Collected data entries:
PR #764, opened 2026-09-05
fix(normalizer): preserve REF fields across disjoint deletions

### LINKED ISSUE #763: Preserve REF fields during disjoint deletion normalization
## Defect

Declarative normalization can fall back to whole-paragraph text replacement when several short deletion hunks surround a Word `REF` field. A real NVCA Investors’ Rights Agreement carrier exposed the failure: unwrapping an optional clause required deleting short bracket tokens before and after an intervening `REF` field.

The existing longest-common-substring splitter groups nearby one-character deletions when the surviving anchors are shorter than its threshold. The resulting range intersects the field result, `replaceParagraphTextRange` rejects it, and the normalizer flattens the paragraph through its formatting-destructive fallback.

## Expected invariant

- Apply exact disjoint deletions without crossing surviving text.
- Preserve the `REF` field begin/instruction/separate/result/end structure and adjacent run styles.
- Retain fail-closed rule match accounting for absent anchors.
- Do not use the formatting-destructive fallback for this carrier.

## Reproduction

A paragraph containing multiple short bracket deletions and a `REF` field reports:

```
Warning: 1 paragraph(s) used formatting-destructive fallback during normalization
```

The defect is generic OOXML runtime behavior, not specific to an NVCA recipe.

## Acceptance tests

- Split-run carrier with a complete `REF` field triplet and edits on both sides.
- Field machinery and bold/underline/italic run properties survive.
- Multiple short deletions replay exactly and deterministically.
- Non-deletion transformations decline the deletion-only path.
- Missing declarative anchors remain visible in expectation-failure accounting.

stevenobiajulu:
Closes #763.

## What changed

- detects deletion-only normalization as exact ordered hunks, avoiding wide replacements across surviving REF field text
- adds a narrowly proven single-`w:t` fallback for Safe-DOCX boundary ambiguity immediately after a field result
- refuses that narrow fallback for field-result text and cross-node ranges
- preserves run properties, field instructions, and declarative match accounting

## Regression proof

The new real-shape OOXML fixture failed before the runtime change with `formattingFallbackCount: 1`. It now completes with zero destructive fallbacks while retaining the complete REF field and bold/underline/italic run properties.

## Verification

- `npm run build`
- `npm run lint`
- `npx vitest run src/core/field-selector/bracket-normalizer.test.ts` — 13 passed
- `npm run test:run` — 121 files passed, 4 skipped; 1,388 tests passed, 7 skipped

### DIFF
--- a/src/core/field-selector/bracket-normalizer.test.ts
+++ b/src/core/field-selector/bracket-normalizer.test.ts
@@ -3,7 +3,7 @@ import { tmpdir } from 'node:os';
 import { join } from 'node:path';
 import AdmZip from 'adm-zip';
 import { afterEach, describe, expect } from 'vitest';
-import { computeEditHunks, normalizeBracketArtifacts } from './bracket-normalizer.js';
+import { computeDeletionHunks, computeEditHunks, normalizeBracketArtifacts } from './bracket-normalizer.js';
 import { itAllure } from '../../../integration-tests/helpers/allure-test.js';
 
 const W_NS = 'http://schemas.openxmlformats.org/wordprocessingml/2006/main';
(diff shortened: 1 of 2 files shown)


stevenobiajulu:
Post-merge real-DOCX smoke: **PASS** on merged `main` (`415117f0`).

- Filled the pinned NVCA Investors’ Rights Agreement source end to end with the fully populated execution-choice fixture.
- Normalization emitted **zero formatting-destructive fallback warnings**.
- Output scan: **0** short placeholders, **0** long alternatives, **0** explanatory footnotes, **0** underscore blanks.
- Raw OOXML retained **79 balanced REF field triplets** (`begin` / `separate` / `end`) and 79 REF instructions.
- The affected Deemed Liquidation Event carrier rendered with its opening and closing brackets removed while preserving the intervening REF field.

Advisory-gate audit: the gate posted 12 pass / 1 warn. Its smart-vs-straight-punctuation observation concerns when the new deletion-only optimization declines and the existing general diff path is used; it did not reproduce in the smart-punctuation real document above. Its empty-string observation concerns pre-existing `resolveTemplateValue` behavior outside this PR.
* * *
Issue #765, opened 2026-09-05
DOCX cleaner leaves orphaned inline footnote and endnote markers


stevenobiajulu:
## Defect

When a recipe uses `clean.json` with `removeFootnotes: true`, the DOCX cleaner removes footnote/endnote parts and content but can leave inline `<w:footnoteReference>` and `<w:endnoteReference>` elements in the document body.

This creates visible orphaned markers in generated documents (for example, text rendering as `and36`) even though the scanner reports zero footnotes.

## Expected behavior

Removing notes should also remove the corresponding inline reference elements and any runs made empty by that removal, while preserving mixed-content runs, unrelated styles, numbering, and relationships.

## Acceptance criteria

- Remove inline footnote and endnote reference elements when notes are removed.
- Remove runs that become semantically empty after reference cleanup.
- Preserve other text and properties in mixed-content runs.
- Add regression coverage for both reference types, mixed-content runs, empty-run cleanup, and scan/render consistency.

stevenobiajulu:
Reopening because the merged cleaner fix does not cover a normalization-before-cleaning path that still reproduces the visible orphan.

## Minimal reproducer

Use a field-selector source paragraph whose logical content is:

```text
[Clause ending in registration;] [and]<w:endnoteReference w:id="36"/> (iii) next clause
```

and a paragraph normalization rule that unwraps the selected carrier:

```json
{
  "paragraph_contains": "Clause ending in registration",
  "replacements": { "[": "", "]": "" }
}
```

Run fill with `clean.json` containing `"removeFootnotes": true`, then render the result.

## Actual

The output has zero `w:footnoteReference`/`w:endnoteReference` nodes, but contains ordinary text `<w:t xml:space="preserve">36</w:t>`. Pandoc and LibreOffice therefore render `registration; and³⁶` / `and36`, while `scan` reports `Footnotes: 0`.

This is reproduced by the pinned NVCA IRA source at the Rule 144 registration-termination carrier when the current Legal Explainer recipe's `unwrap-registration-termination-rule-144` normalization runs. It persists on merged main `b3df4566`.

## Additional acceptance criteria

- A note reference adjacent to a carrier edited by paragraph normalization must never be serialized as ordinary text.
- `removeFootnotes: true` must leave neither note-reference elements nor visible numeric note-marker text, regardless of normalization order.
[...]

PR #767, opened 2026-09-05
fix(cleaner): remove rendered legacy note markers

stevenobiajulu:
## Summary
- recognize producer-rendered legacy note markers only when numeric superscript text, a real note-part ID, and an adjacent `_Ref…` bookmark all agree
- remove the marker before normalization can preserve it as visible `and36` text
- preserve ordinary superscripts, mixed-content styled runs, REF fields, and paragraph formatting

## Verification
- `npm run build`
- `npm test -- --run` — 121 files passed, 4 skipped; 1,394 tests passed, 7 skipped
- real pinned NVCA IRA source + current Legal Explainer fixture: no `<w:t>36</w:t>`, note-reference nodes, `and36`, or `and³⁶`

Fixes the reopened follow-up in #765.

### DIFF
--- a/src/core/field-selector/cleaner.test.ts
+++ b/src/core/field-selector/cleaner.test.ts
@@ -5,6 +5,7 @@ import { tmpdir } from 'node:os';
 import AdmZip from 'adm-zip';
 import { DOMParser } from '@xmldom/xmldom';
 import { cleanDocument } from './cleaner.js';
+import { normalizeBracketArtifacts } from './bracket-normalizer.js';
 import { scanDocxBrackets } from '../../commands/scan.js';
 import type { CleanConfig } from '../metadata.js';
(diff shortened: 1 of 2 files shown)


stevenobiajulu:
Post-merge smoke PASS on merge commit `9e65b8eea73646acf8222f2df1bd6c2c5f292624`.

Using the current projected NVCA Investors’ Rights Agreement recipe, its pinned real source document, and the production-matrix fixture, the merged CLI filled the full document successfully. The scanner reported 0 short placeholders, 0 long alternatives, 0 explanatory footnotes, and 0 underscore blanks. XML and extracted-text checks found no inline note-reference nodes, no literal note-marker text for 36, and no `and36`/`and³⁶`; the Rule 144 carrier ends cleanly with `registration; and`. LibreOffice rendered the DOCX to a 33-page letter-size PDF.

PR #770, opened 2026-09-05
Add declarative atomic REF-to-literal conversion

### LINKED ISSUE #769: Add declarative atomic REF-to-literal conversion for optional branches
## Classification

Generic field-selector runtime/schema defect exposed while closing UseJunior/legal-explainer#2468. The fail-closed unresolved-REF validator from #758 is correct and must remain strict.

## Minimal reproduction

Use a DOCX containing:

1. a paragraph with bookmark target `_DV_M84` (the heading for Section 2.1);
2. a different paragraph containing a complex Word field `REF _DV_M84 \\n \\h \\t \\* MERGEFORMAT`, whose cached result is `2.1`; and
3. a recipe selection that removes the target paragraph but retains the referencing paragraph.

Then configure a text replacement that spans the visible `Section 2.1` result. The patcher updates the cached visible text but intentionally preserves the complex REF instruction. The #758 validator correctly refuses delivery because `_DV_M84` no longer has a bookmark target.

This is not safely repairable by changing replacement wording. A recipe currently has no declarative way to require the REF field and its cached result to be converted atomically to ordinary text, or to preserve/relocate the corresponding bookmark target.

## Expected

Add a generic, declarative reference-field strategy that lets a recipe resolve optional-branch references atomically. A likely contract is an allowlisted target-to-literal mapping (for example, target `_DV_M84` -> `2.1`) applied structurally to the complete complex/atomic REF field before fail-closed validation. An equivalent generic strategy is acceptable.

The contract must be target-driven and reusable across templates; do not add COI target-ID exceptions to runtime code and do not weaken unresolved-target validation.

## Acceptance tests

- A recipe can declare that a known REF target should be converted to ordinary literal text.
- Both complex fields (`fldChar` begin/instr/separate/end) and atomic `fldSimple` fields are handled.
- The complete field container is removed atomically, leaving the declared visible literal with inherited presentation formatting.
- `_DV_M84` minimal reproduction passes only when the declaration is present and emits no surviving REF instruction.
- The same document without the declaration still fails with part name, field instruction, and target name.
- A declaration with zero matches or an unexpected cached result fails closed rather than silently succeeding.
--
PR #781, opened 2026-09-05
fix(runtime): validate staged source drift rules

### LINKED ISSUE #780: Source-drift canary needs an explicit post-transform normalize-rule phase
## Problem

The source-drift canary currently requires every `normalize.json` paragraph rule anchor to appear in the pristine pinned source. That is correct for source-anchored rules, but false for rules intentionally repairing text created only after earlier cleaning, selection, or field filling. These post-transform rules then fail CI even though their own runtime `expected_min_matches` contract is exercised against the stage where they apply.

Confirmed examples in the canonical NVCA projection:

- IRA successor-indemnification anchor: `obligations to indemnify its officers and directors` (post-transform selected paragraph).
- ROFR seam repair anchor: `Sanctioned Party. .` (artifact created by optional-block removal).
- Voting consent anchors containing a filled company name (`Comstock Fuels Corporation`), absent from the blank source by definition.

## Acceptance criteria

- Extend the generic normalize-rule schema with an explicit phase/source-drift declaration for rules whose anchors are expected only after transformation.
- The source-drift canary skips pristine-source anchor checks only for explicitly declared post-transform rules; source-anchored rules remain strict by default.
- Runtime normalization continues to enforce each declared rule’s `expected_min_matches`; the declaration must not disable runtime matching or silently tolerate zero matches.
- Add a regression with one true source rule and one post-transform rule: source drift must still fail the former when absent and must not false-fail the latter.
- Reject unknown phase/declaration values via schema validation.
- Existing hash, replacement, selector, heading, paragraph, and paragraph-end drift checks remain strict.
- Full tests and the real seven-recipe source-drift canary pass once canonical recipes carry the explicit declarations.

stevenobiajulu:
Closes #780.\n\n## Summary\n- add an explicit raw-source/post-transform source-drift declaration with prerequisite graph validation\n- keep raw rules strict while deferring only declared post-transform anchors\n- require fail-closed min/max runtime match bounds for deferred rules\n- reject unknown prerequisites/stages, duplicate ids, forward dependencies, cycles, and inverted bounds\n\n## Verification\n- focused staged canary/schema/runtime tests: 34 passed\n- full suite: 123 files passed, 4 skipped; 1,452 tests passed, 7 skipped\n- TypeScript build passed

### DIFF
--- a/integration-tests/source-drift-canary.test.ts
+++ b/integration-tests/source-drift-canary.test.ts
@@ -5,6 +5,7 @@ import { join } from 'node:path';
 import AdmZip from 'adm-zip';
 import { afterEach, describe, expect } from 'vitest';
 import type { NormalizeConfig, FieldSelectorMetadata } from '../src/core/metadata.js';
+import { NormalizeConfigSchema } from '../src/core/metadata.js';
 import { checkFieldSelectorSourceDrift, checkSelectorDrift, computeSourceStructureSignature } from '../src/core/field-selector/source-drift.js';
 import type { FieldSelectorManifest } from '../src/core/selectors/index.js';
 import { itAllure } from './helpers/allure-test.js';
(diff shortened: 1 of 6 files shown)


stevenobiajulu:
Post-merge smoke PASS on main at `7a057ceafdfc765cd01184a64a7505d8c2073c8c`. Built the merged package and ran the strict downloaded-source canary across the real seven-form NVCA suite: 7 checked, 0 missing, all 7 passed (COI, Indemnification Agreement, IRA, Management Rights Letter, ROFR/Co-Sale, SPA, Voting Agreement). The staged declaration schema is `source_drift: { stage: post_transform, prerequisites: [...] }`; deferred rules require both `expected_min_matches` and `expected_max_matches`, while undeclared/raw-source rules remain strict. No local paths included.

= Exercise instructions =
Reproduce the entries above exactly, but only the lines between the line holding "- recognize producer-rendered" and the line holding "1. a paragraph", inclusive.

= Expected answer =
- recognize producer-rendered legacy note markers only when numeric superscript text, a real note-part ID, and an adjacent `_Ref…` bookmark all agree
- remove the marker before normalization can preserve it as visible `and36` text
- preserve ordinary superscripts, mixed-content styled runs, REF fields, and paragraph formatting

## Verification
- `npm run build`
- `npm test -- --run` — 121 files passed, 4 skipped; 1,394 tests passed, 7 skipped
- real pinned NVCA IRA source + current Legal Explainer fixture: no `<w:t>36</w:t>`, note-reference nodes, `and36`, or `and³⁶`

Fixes the reopened follow-up in #765.

### DIFF
--- a/src/core/field-selector/cleaner.test.ts
+++ b/src/core/field-selector/cleaner.test.ts
@@ -5,6 +5,7 @@ import { tmpdir } from 'node:os';
 import AdmZip from 'adm-zip';
 import { DOMParser } from '@xmldom/xmldom';
 import { cleanDocument } from './cleaner.js';
+import { normalizeBracketArtifacts } from './bracket-normalizer.js';
 import { scanDocxBrackets } from '../../commands/scan.js';
 import type { CleanConfig } from '../metadata.js';
(diff shortened: 1 of 2 files shown)


stevenobiajulu:
Post-merge smoke PASS on merge commit `9e65b8eea73646acf8222f2df1bd6c2c5f292624`.

Using the current projected NVCA Investors’ Rights Agreement recipe, its pinned real source document, and the production-matrix fixture, the merged CLI filled the full document successfully. The scanner reported 0 short placeholders, 0 long alternatives, 0 explanatory footnotes, and 0 underscore blanks. XML and extracted-text checks found no inline note-reference nodes, no literal note-marker text for 36, and no `and36`/`and³⁶`; the Rule 144 carrier ends cleanly with `registration; and`. LibreOffice rendered the DOCX to a 33-page letter-size PDF.

PR #770, opened 2026-09-05
Add declarative atomic REF-to-literal conversion

### LINKED ISSUE #769: Add declarative atomic REF-to-literal conversion for optional branches
## Classification

Generic field-selector runtime/schema defect exposed while closing UseJunior/legal-explainer#2468. The fail-closed unresolved-REF validator from #758 is correct and must remain strict.

## Minimal reproduction

Use a DOCX containing:

1. a paragraph with bookmark target `_DV_M84` (the heading for Section 2.1);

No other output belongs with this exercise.